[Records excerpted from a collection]
⁂
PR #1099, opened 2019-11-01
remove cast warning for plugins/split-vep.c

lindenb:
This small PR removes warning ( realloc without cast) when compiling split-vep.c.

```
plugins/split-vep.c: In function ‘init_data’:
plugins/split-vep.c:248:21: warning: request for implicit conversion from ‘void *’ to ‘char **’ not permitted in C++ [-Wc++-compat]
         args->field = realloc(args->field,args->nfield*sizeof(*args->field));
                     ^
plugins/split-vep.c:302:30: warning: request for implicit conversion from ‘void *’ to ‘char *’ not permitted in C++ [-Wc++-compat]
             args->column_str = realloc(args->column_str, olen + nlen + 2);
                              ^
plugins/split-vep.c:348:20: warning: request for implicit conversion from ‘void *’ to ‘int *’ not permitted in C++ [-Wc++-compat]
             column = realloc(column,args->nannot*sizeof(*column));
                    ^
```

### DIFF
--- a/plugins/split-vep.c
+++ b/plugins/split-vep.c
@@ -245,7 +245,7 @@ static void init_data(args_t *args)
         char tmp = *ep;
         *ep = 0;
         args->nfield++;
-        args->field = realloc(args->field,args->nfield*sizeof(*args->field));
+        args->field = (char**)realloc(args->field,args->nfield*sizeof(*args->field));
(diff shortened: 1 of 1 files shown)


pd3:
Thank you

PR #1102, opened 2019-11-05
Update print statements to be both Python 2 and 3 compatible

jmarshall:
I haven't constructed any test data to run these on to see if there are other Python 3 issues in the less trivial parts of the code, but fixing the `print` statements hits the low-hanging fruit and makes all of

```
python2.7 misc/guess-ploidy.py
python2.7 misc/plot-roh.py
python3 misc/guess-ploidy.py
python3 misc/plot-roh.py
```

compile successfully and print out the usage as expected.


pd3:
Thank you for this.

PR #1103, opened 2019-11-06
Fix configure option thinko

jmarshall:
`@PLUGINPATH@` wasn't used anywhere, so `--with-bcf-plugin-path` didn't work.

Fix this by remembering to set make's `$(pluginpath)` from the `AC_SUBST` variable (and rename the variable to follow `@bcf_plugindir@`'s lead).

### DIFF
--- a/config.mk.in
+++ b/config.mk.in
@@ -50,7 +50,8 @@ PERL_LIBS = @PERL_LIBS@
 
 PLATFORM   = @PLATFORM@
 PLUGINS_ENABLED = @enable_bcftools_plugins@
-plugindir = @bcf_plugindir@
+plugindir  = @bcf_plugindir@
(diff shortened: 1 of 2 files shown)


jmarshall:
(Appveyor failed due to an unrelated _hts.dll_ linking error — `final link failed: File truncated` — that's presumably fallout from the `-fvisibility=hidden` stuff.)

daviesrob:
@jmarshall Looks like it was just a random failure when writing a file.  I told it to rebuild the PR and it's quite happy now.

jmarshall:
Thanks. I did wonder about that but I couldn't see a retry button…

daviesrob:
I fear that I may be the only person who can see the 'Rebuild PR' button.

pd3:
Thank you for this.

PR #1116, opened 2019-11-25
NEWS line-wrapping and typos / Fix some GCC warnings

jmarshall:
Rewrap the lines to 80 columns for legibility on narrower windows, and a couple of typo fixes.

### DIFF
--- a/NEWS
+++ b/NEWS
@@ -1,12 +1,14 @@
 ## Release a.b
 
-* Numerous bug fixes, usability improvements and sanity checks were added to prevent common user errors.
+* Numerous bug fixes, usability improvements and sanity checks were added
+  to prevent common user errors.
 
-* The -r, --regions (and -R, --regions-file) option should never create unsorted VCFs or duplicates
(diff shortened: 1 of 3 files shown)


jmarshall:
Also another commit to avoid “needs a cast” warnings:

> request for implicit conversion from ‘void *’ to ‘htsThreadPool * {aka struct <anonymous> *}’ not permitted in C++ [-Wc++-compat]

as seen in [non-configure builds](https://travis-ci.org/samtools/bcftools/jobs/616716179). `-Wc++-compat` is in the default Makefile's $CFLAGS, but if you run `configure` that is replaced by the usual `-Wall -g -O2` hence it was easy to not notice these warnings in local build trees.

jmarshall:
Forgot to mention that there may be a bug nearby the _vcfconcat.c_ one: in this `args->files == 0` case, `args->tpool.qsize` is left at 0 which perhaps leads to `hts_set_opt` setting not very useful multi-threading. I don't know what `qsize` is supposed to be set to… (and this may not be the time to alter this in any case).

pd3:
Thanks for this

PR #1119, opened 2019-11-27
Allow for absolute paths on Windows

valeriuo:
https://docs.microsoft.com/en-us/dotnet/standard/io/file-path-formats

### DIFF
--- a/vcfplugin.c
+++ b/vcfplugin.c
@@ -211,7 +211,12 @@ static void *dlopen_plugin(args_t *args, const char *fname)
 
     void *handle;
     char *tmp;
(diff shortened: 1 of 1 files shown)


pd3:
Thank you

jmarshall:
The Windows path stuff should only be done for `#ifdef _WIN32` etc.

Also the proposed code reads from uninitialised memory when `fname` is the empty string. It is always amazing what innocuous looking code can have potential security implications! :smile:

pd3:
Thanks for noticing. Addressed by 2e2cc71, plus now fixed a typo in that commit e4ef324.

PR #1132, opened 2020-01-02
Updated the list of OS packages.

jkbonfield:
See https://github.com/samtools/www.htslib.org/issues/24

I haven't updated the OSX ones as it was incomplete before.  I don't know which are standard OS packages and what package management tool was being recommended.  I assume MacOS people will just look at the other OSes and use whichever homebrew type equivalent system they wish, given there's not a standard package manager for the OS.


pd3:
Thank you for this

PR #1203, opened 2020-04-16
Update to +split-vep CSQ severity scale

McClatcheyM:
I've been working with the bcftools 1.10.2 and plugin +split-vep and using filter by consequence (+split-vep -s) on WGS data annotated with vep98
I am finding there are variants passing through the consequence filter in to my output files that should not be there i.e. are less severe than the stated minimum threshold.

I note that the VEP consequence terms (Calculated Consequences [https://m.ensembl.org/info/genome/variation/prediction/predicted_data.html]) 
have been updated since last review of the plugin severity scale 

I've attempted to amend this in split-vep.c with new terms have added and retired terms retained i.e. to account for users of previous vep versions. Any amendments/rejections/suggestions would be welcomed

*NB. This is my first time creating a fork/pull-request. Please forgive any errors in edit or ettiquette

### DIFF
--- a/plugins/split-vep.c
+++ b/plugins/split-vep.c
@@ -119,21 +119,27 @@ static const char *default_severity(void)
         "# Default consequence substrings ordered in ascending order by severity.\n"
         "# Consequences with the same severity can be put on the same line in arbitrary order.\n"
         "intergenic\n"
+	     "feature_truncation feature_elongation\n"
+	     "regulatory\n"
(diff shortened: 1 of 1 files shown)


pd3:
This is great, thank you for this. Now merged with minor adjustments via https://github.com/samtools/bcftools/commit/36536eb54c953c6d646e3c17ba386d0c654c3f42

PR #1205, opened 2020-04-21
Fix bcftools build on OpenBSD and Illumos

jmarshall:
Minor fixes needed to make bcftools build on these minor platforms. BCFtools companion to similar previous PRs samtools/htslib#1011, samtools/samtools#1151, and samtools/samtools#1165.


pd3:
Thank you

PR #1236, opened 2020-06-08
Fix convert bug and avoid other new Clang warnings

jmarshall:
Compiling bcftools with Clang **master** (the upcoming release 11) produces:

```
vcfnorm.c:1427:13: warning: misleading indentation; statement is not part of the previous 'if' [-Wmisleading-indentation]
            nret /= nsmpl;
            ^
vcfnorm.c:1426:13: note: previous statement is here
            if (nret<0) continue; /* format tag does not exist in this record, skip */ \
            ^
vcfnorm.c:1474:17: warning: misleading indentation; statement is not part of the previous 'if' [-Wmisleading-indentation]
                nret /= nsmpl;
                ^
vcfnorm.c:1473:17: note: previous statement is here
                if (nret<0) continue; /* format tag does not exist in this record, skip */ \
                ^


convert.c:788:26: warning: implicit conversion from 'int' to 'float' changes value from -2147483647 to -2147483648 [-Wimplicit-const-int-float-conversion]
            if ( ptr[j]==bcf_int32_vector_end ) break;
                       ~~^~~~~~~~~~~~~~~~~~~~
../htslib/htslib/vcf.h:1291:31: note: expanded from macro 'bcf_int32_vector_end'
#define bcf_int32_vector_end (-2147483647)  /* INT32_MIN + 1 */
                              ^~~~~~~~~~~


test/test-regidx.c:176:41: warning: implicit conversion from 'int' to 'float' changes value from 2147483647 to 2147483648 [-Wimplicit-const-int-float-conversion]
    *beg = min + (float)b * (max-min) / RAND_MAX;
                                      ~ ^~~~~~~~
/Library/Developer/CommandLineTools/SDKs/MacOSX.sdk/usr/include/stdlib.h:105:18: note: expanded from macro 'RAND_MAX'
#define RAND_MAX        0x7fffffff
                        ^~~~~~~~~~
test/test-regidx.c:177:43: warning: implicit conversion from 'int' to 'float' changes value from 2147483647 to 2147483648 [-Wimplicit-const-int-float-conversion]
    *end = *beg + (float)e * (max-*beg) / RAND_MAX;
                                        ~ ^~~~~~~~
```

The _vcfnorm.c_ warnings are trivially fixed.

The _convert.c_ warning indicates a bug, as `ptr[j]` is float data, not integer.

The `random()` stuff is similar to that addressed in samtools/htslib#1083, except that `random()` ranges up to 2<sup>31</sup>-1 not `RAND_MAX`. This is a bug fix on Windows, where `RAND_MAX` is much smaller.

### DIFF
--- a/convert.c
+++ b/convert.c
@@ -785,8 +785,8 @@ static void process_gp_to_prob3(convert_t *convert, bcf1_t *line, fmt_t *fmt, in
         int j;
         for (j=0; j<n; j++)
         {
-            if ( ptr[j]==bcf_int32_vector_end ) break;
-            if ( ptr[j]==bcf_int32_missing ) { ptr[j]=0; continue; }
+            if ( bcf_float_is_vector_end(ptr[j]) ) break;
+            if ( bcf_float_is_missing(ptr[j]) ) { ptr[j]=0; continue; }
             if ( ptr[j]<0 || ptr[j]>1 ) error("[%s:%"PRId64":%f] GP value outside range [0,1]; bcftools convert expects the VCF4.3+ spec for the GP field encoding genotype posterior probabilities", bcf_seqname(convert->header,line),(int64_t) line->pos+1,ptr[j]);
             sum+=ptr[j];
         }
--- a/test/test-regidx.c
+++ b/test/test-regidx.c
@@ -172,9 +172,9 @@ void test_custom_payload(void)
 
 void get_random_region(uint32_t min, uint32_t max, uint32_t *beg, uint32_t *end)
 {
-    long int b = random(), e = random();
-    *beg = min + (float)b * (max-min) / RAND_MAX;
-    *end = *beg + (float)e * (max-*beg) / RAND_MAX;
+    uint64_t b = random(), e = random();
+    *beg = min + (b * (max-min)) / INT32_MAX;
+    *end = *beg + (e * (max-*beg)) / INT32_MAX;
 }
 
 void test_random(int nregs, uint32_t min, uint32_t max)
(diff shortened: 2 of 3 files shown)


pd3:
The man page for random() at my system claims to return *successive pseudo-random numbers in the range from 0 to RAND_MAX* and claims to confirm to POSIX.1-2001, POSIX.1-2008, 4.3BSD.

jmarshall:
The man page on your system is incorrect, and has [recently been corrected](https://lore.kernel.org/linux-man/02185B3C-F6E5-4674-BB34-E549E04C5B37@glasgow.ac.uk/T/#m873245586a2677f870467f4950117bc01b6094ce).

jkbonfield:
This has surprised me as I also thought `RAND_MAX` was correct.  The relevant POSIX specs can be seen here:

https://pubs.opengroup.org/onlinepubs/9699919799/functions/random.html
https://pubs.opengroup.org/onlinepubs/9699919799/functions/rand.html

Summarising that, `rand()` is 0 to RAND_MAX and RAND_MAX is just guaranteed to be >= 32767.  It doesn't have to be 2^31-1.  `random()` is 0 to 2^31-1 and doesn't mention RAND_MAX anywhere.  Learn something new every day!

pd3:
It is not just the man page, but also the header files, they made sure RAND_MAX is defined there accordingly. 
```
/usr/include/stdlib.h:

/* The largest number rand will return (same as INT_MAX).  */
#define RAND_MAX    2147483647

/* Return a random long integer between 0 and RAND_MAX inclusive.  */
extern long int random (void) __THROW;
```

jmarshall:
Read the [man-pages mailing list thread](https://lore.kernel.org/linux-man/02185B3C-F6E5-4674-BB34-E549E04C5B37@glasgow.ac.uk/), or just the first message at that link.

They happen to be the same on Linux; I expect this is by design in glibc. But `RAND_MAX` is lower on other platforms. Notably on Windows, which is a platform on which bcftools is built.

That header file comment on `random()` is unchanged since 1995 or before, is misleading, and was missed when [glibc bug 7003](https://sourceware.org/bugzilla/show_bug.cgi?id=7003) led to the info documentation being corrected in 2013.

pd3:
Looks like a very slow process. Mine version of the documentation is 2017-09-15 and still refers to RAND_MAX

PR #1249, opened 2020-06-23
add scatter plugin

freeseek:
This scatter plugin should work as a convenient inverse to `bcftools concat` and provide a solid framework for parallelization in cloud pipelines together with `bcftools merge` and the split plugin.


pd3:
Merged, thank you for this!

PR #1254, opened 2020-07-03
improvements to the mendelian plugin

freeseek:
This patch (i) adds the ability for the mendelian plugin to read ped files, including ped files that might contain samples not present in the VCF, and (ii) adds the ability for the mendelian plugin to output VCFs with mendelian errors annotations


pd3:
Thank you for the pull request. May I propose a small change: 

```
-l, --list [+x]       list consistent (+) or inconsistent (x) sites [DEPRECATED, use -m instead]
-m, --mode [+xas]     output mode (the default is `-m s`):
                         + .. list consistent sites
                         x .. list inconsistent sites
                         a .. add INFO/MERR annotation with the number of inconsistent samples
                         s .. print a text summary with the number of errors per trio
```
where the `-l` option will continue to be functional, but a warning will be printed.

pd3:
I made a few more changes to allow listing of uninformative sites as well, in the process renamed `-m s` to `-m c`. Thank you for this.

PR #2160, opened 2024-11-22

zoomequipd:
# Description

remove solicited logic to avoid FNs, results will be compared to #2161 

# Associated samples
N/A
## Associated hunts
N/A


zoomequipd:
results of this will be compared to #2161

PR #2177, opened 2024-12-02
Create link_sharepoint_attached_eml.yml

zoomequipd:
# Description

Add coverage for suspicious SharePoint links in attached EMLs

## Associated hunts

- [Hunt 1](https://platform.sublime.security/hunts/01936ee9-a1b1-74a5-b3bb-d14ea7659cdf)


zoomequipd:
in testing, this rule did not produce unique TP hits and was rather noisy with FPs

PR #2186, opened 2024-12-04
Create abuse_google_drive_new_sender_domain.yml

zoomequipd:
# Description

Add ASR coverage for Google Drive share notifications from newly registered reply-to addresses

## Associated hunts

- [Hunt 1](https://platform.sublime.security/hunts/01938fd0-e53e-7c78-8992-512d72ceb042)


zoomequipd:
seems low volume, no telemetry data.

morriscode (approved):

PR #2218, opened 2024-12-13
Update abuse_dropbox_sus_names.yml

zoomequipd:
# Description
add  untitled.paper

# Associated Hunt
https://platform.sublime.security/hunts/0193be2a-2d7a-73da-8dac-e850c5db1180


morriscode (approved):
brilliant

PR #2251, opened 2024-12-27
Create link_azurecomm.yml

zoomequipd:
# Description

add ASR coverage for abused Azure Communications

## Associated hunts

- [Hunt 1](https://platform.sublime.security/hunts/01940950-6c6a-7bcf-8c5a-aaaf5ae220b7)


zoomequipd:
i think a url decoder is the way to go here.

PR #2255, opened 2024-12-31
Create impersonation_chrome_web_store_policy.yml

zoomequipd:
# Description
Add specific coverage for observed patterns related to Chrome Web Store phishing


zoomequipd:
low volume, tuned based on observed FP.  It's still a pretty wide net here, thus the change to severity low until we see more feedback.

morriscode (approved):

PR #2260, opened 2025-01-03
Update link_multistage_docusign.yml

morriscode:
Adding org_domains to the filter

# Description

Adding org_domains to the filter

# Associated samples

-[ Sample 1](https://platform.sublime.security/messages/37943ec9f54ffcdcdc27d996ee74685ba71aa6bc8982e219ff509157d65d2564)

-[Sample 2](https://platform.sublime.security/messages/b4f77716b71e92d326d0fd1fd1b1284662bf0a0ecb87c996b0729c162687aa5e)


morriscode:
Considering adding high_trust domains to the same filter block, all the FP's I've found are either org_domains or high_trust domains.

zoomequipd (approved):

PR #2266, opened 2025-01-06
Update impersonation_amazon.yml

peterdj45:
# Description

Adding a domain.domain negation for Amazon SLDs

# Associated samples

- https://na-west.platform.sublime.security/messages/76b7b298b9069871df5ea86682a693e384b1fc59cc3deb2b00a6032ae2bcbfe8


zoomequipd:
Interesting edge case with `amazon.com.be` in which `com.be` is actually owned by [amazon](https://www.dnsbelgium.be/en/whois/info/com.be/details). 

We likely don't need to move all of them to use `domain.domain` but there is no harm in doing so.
⁂
- [Description of the task] Would you print, exactly as written, every line above from the one holding "-plugindir = @bcf_plugindir@" through the one holding "-* Numerous bug", with both included and no other lines?

- [Result]
-plugindir = @bcf_plugindir@
+plugindir  = @bcf_plugindir@
(diff shortened: 1 of 2 files shown)


jmarshall:
(Appveyor failed due to an unrelated _hts.dll_ linking error — `final link failed: File truncated` — that's presumably fallout from the `-fvisibility=hidden` stuff.)

daviesrob:
@jmarshall Looks like it was just a random failure when writing a file.  I told it to rebuild the PR and it's quite happy now.

jmarshall:
Thanks. I did wonder about that but I couldn't see a retry button…

daviesrob:
I fear that I may be the only person who can see the 'Rebuild PR' button.

pd3:
Thank you for this.

PR #1116, opened 2019-11-25
NEWS line-wrapping and typos / Fix some GCC warnings

jmarshall:
Rewrap the lines to 80 columns for legibility on narrower windows, and a couple of typo fixes.

### DIFF
--- a/NEWS
+++ b/NEWS
@@ -1,12 +1,14 @@
 ## Release a.b
 
-* Numerous bug fixes, usability improvements and sanity checks were added to prevent common user errors.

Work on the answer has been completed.